Aim of the task → Each line of the material must appear again in the answer, exactly.

**** Data to use ****

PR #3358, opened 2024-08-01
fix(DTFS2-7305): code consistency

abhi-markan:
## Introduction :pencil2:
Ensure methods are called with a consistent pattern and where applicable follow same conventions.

****

Output of the exercise →
PR #3358, opened 2024-08-01
fix(DTFS2-7305): code consistency

abhi-markan:
## Introduction :pencil2:
Ensure methods are called with a consistent pattern and where applicable follow same conventions.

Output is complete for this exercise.